TopologicalInsulator

The concept is illustrated pictorially by chemists when describing the Molecular Orbital, e.g. in a biatomic molecule. Two isolated atoms with one valence electron each: these electrons occupy states degenerate in energy. When close together the degeneracy is removed by additional interaction terms to yield bonding and antibonding states

This means that in zero-th approximation the two electron obey a 2-electron Hamiltonian {${\cal H}_0$} without interaction terms. A small interaction {$\cal{V}\ll{\cal H}_0$} may be considered as a perturbation for the two higher energy degenerate bound states. This leads to the diagonalization of a 2x2 matrix with equal diagonal {$H_0$} and small non diagonal {$V$} terms.

The same thing applies to Bloch states at the Brillouin Zone (BZ) boundaries, e.g. in the tight binding scheme. Since they are connected by a reciprocal lattice vector {$\mathbf{G}$}, they represent the same state (periodicity of the lattice), i.e. they are degenerate in energy. The fact that a lattice vector {$\mathbf{G}$} joins equivalent states indicates a nesting. If there is a neglected non diagonal interaction (e.g. the crystal potential) the well known result is the opening of a band gap. The energies in between the crystal equivalent of the bonding and antibonding state are not available to electrons.

By this mechanism a generic non interacting gas of valence electrons (thought as the first approximation to a quantum solid), may give rise to an insulator. When this happens one may think of the bonding and antibonding states as the two stationary quantum waves that are produced by the superposition of progressive and regressive plane waves at wavevector {$\mathbf{G}/2$} (in some sense by the scattering of these plane waves on the lattice).

A related crystal phenomenon is the Peierls mechanism, by which a linear metallic chain of atoms will almost inevitably dimerize and produce an insulator (Jahn-Teller distortion cames into this as well). If spin is present one may have an analogous spin Peierls mechanism, by which the metallic chain turns into an antiferromagnetic insulator chain.

We must take for granted that for certain insulators (the topological insulators) the vicinity of the crystal boundary (the surface) produces additional states in the gap, where the Fermi level lies. This gives rise to a peculiar two dimensional (2-d) Fermi surface, in the shape of circle of linearly energy-dependent radius, i.e. a cone in {$E$} vs. {$(k_x,k_y)$}. This corresponds to the so called Dirac cone, which appears also in 2-d graphene.

The Fermi surface indicates that a surface metal exists, but surface states are generally prone to the nesting mechanism: any disorder, impurity etc. may provide additional interaction terms, destroying the metal (the so-called Anderson localisation for strong disorder). However the 2-d metal may be topologically protected if a strong spin-orbit interaction dictates that the spin of the electron must be correlated to the wave vector direction.

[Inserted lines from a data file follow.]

PR #874, opened 2025-11-26
tests: refactor lint nox sessions

parthea:
This change is needed as part of b/463296248. Instead of having 2 different presubmits that run lint and mypy checks, we now have these 2 patterns tested under a single nox session. This follows the pattern that we have in google-cloud-python where there is a single lint nox session.

The `pytype` nox session was not running as a presubmit so I've removed it. `pytype` has been deprecated as per [this note](https://github.com/google/pytype?tab=readme-ov-file#an-update-on-pytype).


noxfile.py
```diff
@@ -265,27 +276,6 @@ def lint_setup_py(session):
...
-    """Run type-checking."""
-    session.install(".[grpc,async_rest]", "mypy")
-    session.install(
-        "types-setuptools",
-        "types-requests",
-        "types-protobuf",
-        "types-dataclasses",
-        "types-mock; python_version=='3.7'",
-    )
-    session.run("mypy", "google", "tests")
```
daniel-sanche: I do think there's value in being able to run mypy on its own sometimes. 

It could be annoying to have to fix all other style issues, before even seeing if the types are valid

parthea: Ack. I'll keep mypy as a separate presubmit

Then the circular energy surface implies that the spin must turns by {$2 \pi$} going around it, leading to possible analogies of the spin Peierls mechanism to yield antiferromagnetic insulating states.

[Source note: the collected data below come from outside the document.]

PR #1224, opened 2026-08-10
[ci] Make aggregate metrics all-or-nothing

### LINKED ISSUE #753: Run "all-or-nothing" mode for avg metrics in the CI
For avg metrics, if the benchmark returns partial results, we should not return it because it will mislead users.

Similarly, when only partial results are available, set "pass" metric to 0.

Air-crypto:
## Summary
- suppress aggregate averages when a benchmark returns fewer inputs than requested or any backend reports an error
- emit the benchmark pass signal with the raw results and preserve it when CI maps metrics to the configured benchmark name
- add CPU regression coverage for complete, truncated, and failed benchmark results

Fixes #753

## Duplicate work
No open PR references #753 or implements all-or-nothing aggregate metrics as of August 10, 2026.

## Test plan
- [x] `.venv/bin/python -m unittest test.test_cpu.main.TestTritonbenchCpu.test_cpu_metric_x_only_true test.test_cpu.main.TestTritonbenchCpu.test_cpu_metric_custom_label test.test_cpu.main.TestTritonbenchCpu.test_cpu_list_operators_by_collection test.test_cpu.main.TestTritonbenchCpu.test_ci_aggregate_metrics_are_all_or_nothing test.test_cpu.main.TestTritonbenchCpu.test_ci_callback_preserves_partial_failure` (5 passed)
- [x] `.venv/bin/ufmt check tritonbench/utils/triton_op.py benchmarks/common.py test/test_cpu/main.py`
- [x] `git diff --check`
Full CPU module: the existing layer-norm test imports Triton, which is unavailable on macOS; the remaining five CPU tests pass locally

### DIFF
--- a/tritonbench/utils/triton_op.py
+++ b/tritonbench/utils/triton_op.py
@@ -320,7 +320,7 @@ class BenchmarkOperatorResult:
     simple_mode: bool
     # Tuple: (x_val, Dict[impl_name, BenchmarkOperatorMetrics])
     result: List[Tuple[Any, Dict[str, BenchmarkOperatorMetrics]]]
-    expected_num_inputs: Optional[int] = None
+    expected_num_inputs: int
     _result_dict: Optional[Dict[Number, Dict[str, BenchmarkOperatorMetrics]]] = None
 
     def _table(self):
@@ -364,10 +364,11 @@ class BenchmarkOperatorResult:
                 headers.append(f"{label}-{metric}")
         # generate rows
         hashes = {}
+        results = self.result
         if "kernel_source_hash" in self.metrics:
-            self.result.append(tuple(["hashes", {}]))
+            results = [*results, ("hashes", {})]
         avg_row = []
-        for x_val, y_val in self.result:
+        for x_val, y_val in results:
             col_num = 0
             row = []
             row.append(x_val)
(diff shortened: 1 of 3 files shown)


tritonbench/utils/triton_op.py
```diff
@@ -531,6 +532,22 @@ def userbenchmark_dict(self) -> Dict[str, Any]:
         # Userbenchmark Metric key format:
         # tritonbench_{op_name}_{op_mode}[{x_val}-{provider}-{metric}]
         userbenchmark_metrics_dict = {}
+        result_count = sum(1 for x_val, _ in self.result if x_val != "hashes")
+        expected_agg_values = (
+            self.expected_num_inputs
+            if self.expected_num_inputs is not None
```
xuzhao9: Can you help explain why `self.expected_num_inputs` could be None?

tritonbench/utils/triton_op.py
```diff
@@ -531,6 +532,22 @@ def userbenchmark_dict(self) -> Dict[str, Any]:
         # Userbenchmark Metric key format:
         # tritonbench_{op_name}_{op_mode}[{x_val}-{provider}-{metric}]
         userbenchmark_metrics_dict = {}
+        result_count = sum(1 for x_val, _ in self.result if x_val != "hashes")
```
xuzhao9: Can you help me understand why `x_val != "hashes"` is needed?

tritonbench/utils/triton_op.py
```diff
@@ -555,6 +572,8 @@ def userbenchmark_dict(self) -> Dict[str, Any]:
                         f"tritonbench_{benchmark_name}[x_{x_val}-{provider}]_{metrics}"
                     )
                     userbenchmark_metrics_dict[metric_name] = value
+                    if row_index >= result_count:
```
xuzhao9, line 580: I am not sure why this is needed. If it happens, should we raise Exception here instead?

tritonbench/utils/triton_op.py
```diff
@@ -570,8 +589,15 @@ def userbenchmark_dict(self) -> Dict[str, Any]:
                         agg_data[agg_metric_name] = agg_data.get(
                             agg_metric_name, []
                         ) + [numeric_value]
-        final_agg_data = {k: sum(v) / len(v) for k, v in agg_data.items()}
+        final_agg_data = {
+            key: sum(values) / len(values)
+            for key, values in agg_data.items()
+            if benchmark_complete and len(values) == expected_agg_values
+        }
```
xuzhao9: Can we have a warning message if it doesn't hold?

xuzhao9 (commented):
Thanks for your contribution! Please check out my inline comments.

tritonbench/utils/triton_op.py
Air-crypto: This handled a synthetic hash row that `_table` appended to `self.result`. I changed `_table` to use a local list, so the result count is now simply `len(self.result)`.

tritonbench/utils/triton_op.py
Air-crypto: It is required now. Every result gets `len(self._input_ids)` when it is constructed.

tritonbench/utils/triton_op.py
Air-crypto: These are expected display rows. `_table` adds hash and average rows after the input rows, so raising would break their JSON output. I added a short comment to make that clear.

tritonbench/utils/triton_op.py
Air-crypto: Added warnings for incomplete benchmark runs and per-metric value count mismatches. The regression test also checks the incomplete-input warning.

xuzhao9 (approved):
LGTM, thanks!!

It is well known, though, that a spin {$1/2$} wave function requires a rotation of {$4\pi$} to be brought back into itself. This topological feature prevents the nesting to take place in the case described above. The prototypic topological insulators are Bi₂Se₃, Bi₂Te₃. Their relative Bi₂S₃ is a normal insulator. The spin-orbit interaction is the magnetic field acting on the spin, due to the apparent motion of the nucleus around it (like the apparent motion of the Sun around the Earth). This field becomes large for heavier atoms where the orbiting velocities are larger, approaching the relativistic limit. So heavier Se, Te bring in a stronger spin-orbit interaction and do the trick.